Ma la forma mentis in Italia (e in moltissimi altre Nazioni) è diversa. Il cittadino che si allontana, sia pure di poco dalla norma, assume il ruolo del nemico da abbattere, la creatura xena cui ‘spezzare le reni’, l’uomo o la donna superflui da eliminare con disprezzo.
Così Riccardo Magherini è stato percosso e soffocato in una via centrale di Firenze, mentre gridava aiuto, aiutatemi devastato da un attacco di panico. Una ‘morte in diretta’, ripresa dalle telecamere e dai telefonini dei testimoni. Eppure, nonostante due striminzite sentenze di colpevolezza, la Corte di Cassazione ha deciso di assolvere gli imputati perché il fatto non costituisce reato. Ossia, un uomo in preda all’angoscia è stato ucciso però questo non rappresenta un crimine.
Così Francesco Mastrogiovanni, vicenda terribile ricordata da Manconi, caduto in un temporaneo stato confusionale viene sottoposto al TSO e crocifisso per 87 ore a un letto di contenzione nella totale indifferenza e incuria del personale che lo avrebbe dovuto assistere. Legato fino alla morte, anzi oltre la morte, visto che i ‘sanitari’ si sono accorti del decesso con qualche ora di ritardo. E, proprio a questo riguardo, il prof. Manconi ha espresso inquietudine e sdegno verso i rappresentanti dello stato che si fanno esecutori e torturatori, una forma di connivenza inaccettabile, soprattutto perché si rinuncia ad alcune fra le principali qualità che ci danno connotazione umana: l’empatia e la responsabilità.

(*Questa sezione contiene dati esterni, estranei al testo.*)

PR #1983, opened 2024-04-19
Explicitly pull in GTest dependency when building C++ tests

jlowe:
@robertmaynard let us know that our explicit use of an implicit GTest dependency via libcudf is going to break in an upcoming libcudf update.  This updates our build with his suggested change to make the dependency explicit.


jlowe:
build

robertmaynard (approved):

abellina (approved):

PR #1987, opened 2024-04-22
Remove Path key/subscript to save GPU memory usage to improve perf

res-life:
Remove Path key/subscript to save GPU memory usage to improve perf.

I found less GPU stack memory usage will help on perf.
I decreased the max path depth from 16 to 8, and get perf improvement.
```
constexpr int max_path_depth = 8;
```
And I optimized the main flow logic to reduced query paths:  
- key and named to one path => named
- subscript and index/wildcard to one path => index/wildcard
From the definition of JSON query path,  key and named always ocurr in the same time, and also subscript and index/wildcard are always occur in the same time. So it's safe to reduce (key, named) to (named),  and it's safe to reduce (subscript, index/wildcard) to (index/wildcard)

Note: If query path is a single `wildcard` , e.g.:  $.* , Spark returns null, so the path is equivalent to invalid path.

## performance test
| Customer   | Base line(1st, 2nd, 3rd) | After this PR  | speed |
|------------|-----------|---------|------------|
| customer 1 | 231500 ms, 232760 ms, 232647 ms | 275719 ms, 272898 ms, 274407 ms |   about 84%  |

### DIFF
--- a/src/main/cpp/src/get_json_object.cu
+++ b/src/main/cpp/src/get_json_object.cu
@@ -322,25 +322,12 @@ __device__ inline bool path_match_elements(path_instruction const* path_ptr,
   return path_ptr[0].type == path_type0 && path_ptr[1].type == path_type1;
 }
 
-__device__ inline bool path_match_elements(path_instruction const* path_ptr,
-                                           size_t path_size,
-                                           path_instruction_type path_type0,
-                                           path_instruction_type path_type1,
-                                           path_instruction_type path_type2,
-                                           path_instruction_type path_type3)
+__device__ inline thrust::tuple<bool, int> path_match_index(path_instruction const* path_ptr,
+                                                            size_t path_size)
 {
-  if (path_size < 4) { return false; }
-  return path_ptr[0].type == path_type0 && path_ptr[1].type == path_type1 &&
-         path_ptr[2].type == path_type2 && path_ptr[3].type == path_type3;
-}
-
-__device__ inline thrust::tuple<bool, int> path_match_subscript_index(
-  path_instruction const* path_ptr, size_t path_size)
-{
-  auto match = path_match_elements(
-    path_ptr, path_size, path_instruction_type::SUBSCRIPT, path_instruction_type::INDEX);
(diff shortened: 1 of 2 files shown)


res-life:
Some IT cases are not passed:

```
========= 9 failed, 58 passed, 27086 deselected, 9 warnings in 18.72s ==========
```

res-life:
All IT cases passed after applying two PRs:

- https://github.com/NVIDIA/spark-rapids/pull/10734
- This PR

src/main/cpp/src/get_json_object.cu
```diff
@@ -696,7 +400,7 @@ __device__ bool evaluate_path(json_parser& p,
   // There is a same constant in JSONUtil.java, keep them consistent when changing
   // Note: Spark-Rapids should guarantee the path depth is less or equal to this limit,
   // or GPU reports cudaErrorIllegalAddress
-  constexpr int max_path_depth = 16;
+  constexpr int max_path_depth = 8;
```
revans2, line 403: Can we please split up these two changes so that we can evaluate the performance of each of them separately? I would really like to see max_path_depth be turned into a template parameter for the kernel. That way we can have a few different kernels and select the right one depending on the path done. That or we can do like @nvdbaranec did on the original version and set the amount of shared memory that would be needed as part of launching the kernel.  But that can be follow on work.

revans2 (approved):

res-life:
build

src/main/cpp/src/get_json_object.cu
res-life: > Can we please split up these two changes so that we can evaluate the performance of each of them separately?

Now, we combine [Key, Named] 2 paths to a single [Named] path, so the change from 16 to 8 is not a tuning.
And: 
[Subscribe, Index] => [Index]
[Subscribe, Wildcard] => [Wildcard]
No need to separate to two PRs.

> That or we can do like @nvdbaranec did on the original version and set the amount of shared memory that would be needed as part of launching the kernel. But that can be follow on work.

OK, will add in a follow-up.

Il martirio di Stefano assume tinte altrettanto cupe. Con due fratture vertebrali e dolori lancinanti viene ricoverato nella struttura ‘protetta’ (?) del ‘Sandro Pertini’, dove le uniche cure somministrate sono dei bruschi moniti guardi che è grave, ha due vertebre fratturate, deve muoversi il meno possibile. Dove i genitori, pieni di apprensione, vengono respinti da un citofono che, con voce ogni volta diversa, enumera regole contraddittorie e vessatorie riguardanti le visite dei parenti. Dove, infine, viene lasciato morire di fame e di sete. L’ultima notte chiede a un infermiere un po’ di cioccolata, l’illusione di un po’ di conforto, di infanzia, ma naturalmente la struttura non dispone di cioccolata.

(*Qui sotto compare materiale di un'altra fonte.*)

PR #1993, opened 2024-04-23
[submodule-sync] bot-submodule-sync-branch-24.06 to branch-24.06 [skip ci] [bot]

nvauto:
submodule-sync to create a PR keeping thirdparty/cudf up-to-date.
HEAD commit SHA: 40264d34c9acc77c30c55e774d2f11aa8c2140b4, cudf commit SHA: https://github.com/rapidsai/cudf/commit/7341866495b03bdf3f01f8f4e57953741c77e7aa

This PR will be auto-merged if test passed. If failed, it will remain open until test pass or manually fix.

PR #1994, opened 2024-04-23
Use RAPIDS cmake to locate GTest

jlowe:
Fixes submodule sync failure reported at #1993.  We need to use RAPIDS cmake to locate GTest, as a normal find_package will not find it after libcudf dropped it as an exposed dependency.


jlowe:
build

sameerz (approved):

Issue #1963, opened 2024-04-12
[FEA] [follow-up] Revert the PR for number normalization 0.0 <=> inf bug and use cuDF fix


res-life:
**Is your feature request related to a problem? Please describe.**
PR https://github.com/NVIDIA/spark-rapids-jni/pull/1944 is using a temparary fix.

After cuDF fix [this issue](https://github.com/rapidsai/cudf/issues/15508), should revert PR #1944

PR #2000, opened 2024-04-26
Switch string to double in getJsonObject back to cudf 

thirtiseven:
Closes https://github.com/NVIDIA/spark-rapids-jni/issues/1963

To support number normalization in getJsonObject, we need to call string to double function in cudf. But there were an overflow issue, so we ported their code to spark-rapids-jni and fixed it.

After https://github.com/rapidsai/cudf/pull/15517 merged, it is safe to switch it to cudf.


thirtiseven:
build

res-life (approved):
LGTM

Chissà quali sono stati gli ultimi pensieri di Stefano (rappresentato, vissuto nella sua stessa carne da un Alessandro Borghi impressionante), le ultime sensazioni, mentre i reni cessavano di funzionare e il cuore rallentava, mentre probabilmente lo straziava la certezza che la sua famiglia lo avesse abbandonato.